Let $G$ be a group (finitely generated) and let $N \triangleleft G$ be virtually solvable such that $G/N$ is virtually infinite cyclic. We also assume that $N$ is finitely generated (this assumption was omitted in the first version)
We aim to show $G$ is virtually solvable (I need a sanity-check for this proof).
I won't fill in the calculations but only show the outline.
Since $N$ is virtually solvable we have the following short exact sequence:
$$1 \longrightarrow N_0 \longrightarrow N \longrightarrow N/N_0 \longrightarrow 1$$
where $N_0$ is solvable and the quotient is finite.

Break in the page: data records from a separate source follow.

PR #588, opened 2025-06-09
Remove version number from hyperlight-testing crate dependency

simongdavies:
In #580 a version number was adding to the hyperlight-testing dependency. This caused the Cargo pubish job for the last release to [fail](https://github.com/hyperlight-dev/hyperlight/actions/runs/15502276649/job/43652946703).

This PR removes the version number so we don't have to publish the hyperlight-testing crate


jprendes:
I think we also need to remove the
```toml
version.workspace = true
```
from `src/hyperlight_testing/Cargo.toml`

simongdavies:
> I think we also need to remove the
> 
> ```toml
> version.workspace = true
> ```
> 
> from `src/hyperlight_testing/Cargo.toml`

How come, I did a dry run publish and it worked

jprendes:
#580 added the version to `src/hyperlight_testing/Cargo.toml` as well.
Removing it from the workspace might be enough to fix the issue, but I think we should also remove it from the crate's toml file.
If dry run is happy, then it's just a nit. I let you decide if you want to remove it now or not :-)

jprendes (dismissed):
LGTM

jprendes (approved):
LGTM

PR #600, opened 2025-06-11
Bring back HostFunctionDefinitions Region

danbugs:
This memory region removed because it wasn't used by Hyperlight Core, but it is used for type introspection in Hyperlight Wasm when running Wasm modules, so this PR reverts the work of #453.


src/hyperlight_guest/src/host_functions.rs
```diff
@@ -0,0 +1,112 @@
+/*
```
jprendes: This file is not used by the parent module.
In `src/hyperlight_guest/src/lib.rs`
```rust
pub mod host_functions;
```

src/hyperlight_guest/src/host_functions.rs
```diff
@@ -0,0 +1,112 @@
...
+use alloc::vec::Vec;
+use core::slice::from_raw_parts;
+
+use hyperlight_common::flatbuffer_wrappers::function_call::FunctionCall;
+use hyperlight_common::flatbuffer_wrappers::function_types::ParameterType;
+use hyperlight_common::flatbuffer_wrappers::guest_error::ErrorCode;
+use hyperlight_common::flatbuffer_wrappers::host_function_details::HostFunctionDetails;
+
+use crate::error::{HyperlightGuestError, Result};
+use crate::P_PEB;
```
jprendes: P_PEB doesn't exist anymore.

src/hyperlight_guest/src/host_functions.rs
```diff
@@ -0,0 +1,112 @@
...
+    if host_function_details.host_functions.is_none() {
+        return Err(HyperlightGuestError::new(
+            ErrorCode::GuestError,
+            "No host functions found".to_string(),
+        ));
+    }
+
+    // check if function w/ given name exists
+    let host_function = if let Some(host_function) =
+        host_function_details.find_by_function_name(&function_call.function_name)
```
jprendes: the implementation of `find_by_function_name` is missing

src/hyperlight_guest/src/host_functions.rs
danbugs: Didn't mean to include this w/ the revert, changed.

src/hyperlight_guest/src/host_functions.rs
danbugs: This whole module shouldn't be here. Removed.

src/hyperlight_guest/src/host_functions.rs
danbugs: This whole module shouldn't be here. Removed.

PR #883, opened 2025-09-11
Update rust to 1.89

simongdavies:


flake.nix
```diff
@@ -64,6 +64,11 @@
               channel = "stable";
               sha256 = "sha256-X/4ZBHO3iW0fOenQ3foEvscgAPJYl2abspaBThDOukI=";
             };
+            "1.89" = {
+              date = "2025-04-03";
+              channel = "stable";
+              sha256 = "sha256-X/4ZBHO3iW0fOenQ3foEvscgAPJYl2abspaBThDOukI=";
```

Since $G/N$ is virtually infinite cyclic we have the short exact sequence:
$$1 \longrightarrow H/N \longrightarrow G/N \longrightarrow G/H \longrightarrow 1$$
where $H \triangleleft G$, $H/N$ is infinite cyclic and $G/H$ is finite.
Now we have that the below s.e.s splits because $H/N$ is free:
$$1 \longrightarrow N \longrightarrow H\longrightarrow H/N \longrightarrow 1$$
Therefore, $H \cong N \rtimes H/N $ where the action of the quotient on $N$ is given by conjugation.

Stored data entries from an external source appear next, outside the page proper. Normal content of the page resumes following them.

PR #885, opened 2025-09-12
Fix flaky test test_drop

ludfjig:
This test was observed to be flaky, I believe due to race condition where other tests mmap allocate the same address (reused) after the memory is dropped, but before proocmaps are read. Fix by increasing memory size alot to prevent reuse of same address (hopefully). Also now runs on windows and no need to #[ignore]. If this doesn't fix it, we can try some other strategy or remove the test


ludfjig:
Closing because this didn't help... Let's consider removing this test if it is a problem in the future, because the test just tests a drop impl which i think we already are very confident are working

PR #895, opened 2025-09-18
Refactor evolve code to be simpler

ludfjig:
Evolving involves a transformation closure and whatnot, which just add complexity. It is not needed anymore since we only have 1 type of sandbox


jsturtevant (commented):
LGTM, but I don't have a ton on history on this file

jsturtevant (approved):

PR #903, opened 2025-09-22
Closes #274: Adding FFI function for types bool, float, String, vecbytes

### LINKED ISSUE #274: Missing `hl_get_host_return_value_as_*`
Missing bool, double, string, vec, etc..

vshailesh:
Added functions for #274


ludfjig:
Thanks for this. Would you mind adding a corresponding test for these types in simpleguest.c ( a guest function that calls a host function) and call them from either integration_test.rs or sandbox_host_test.rs or initialized_multi_use.rs?

vshailesh:
I will add tests

ludfjig:
Would you mind adding test for each of the new types, like you've done for bool? Also, a StackOverflow error is unexpected here, and I think you're forgetting to register a hostfunction on the sandbox before calling `evolve` on it. See here  for an example: https://github.com/ludfjig/hyperlight/blob/ae355d7e33a53c5d7e224edf2428e8251a10a62e/src/hyperlight_host/src/sandbox/initialized_multi_use.rs#L573

src/tests/c_guests/c_simpleguest/main.c
```diff
@@ -256,6 +256,24 @@ int guest_function(const char *from_host) {
   return 0;
 }
 
+
+bool host_returns_bool_value(const char *from_host) {
```
jsturtevant: not taking a string as parameter might make this simpler to test

src/tests/c_guests/c_simpleguest/main.c
```diff
@@ -325,6 +344,9 @@ void hyperlight_main(void)
     // HYPERLIGHT_REGISTER_FUNCTION macro does not work for functions that return VecBytes,
     // so we use hl_register_function_definition directly
     hl_register_function_definition("24K_in_8K_out", twenty_four_k_in_eight_k_out, 1, (hl_ParameterType[]){hl_ParameterType_VecBytes}, hl_ReturnType_VecBytes);
+    // HYPERLIGHT_REGISTER_FUNCTION macro does not work for functions that return VecBytes,
+    // so we use hl_register_function_definition directly
+    hl_register_function_definition("24K_in_8K_out", twenty_four_k_in_eight_k_out, 1, (hl_ParameterType[]){hl_ParameterType_VecBytes}, hl_ReturnType_VecBytes);
```
jsturtevant: looks like a copy paste of the function above?

vshailesh: I am still working on it, apologies, I was testing something for myself.
this is not final PR. I will tag someone when I have a final version

src/tests/c_guests/c_simpleguest/main.c
vshailesh: thank you I will look at doing it without string input.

Consider this theorem by Hall:
We have that $N$ is finitely generated and normal in $G$, $N_0$ has finite index in $N$ so there is $N_1 \subset N_0$, $N_1$ normal in $G$ and $[N:N_1] < \infty$.
Thus the index, $[N \rtimes H/N:N_1 \rtimes H/N]$, is finite (because $[N:N_1]< \infty$ - is this accurate?).
Using the above theorem again, and with the observation that $N \rtimes H/N$ is finitely generated there is a subgroup $L \subset N_1 \rtimes H/N$ which is normal in $N \rtimes H/N$ and has finite index.
Finally, $N_1 \rtimes H/N$ is solvable because $[N_1 \rtimes H/N, N_1 \rtimes H/N] \subset [N_1,1] \cong N_1$ which is solvable, hence $L$ is solvable and of finite index in $H$, and normal in $G$. Hence $G$ is virtually solvable.
Please correct me if something is off, thanks :)
You can make a few improvements that would help. First, since you are working up to finite index you may as well assume that $G/N$ is cyclic, rather than just virtually cyclic. Second, your $N$ is virtually soluble, so there is a subgroup $N_0$ of $N$, the soluble radical of $N$, and this has finite index in $N$. Furthermore, since it's characteristic in $N$, $N_0\lhd G$, and so we may assume that $N_0=1$ if we are only proving that $G$ is virtually soluble. Hence all you need to show is that finite-by-cyclic is cyclic-by-finite.
To do this last bit, it's fairly easy, and you don't any big theorems, or even freeness of cyclic groups. If $|N|$ is finite and $G/N$ is cylcic, let $x\in G$ be the preimage of a generator for $G/N$. Then $x$ has infinite order and $G=\langle N,x\rangle$, so $G=N\rtimes H$, where $H=\langle x\rangle$. Finally, $x$ normalizes $N$, a finite group, so some power $x^n$ of $x$ must centralize $N$. Thus $\langle x^n\rangle$ is a normal subgroup, and its index is $|N|\times n$.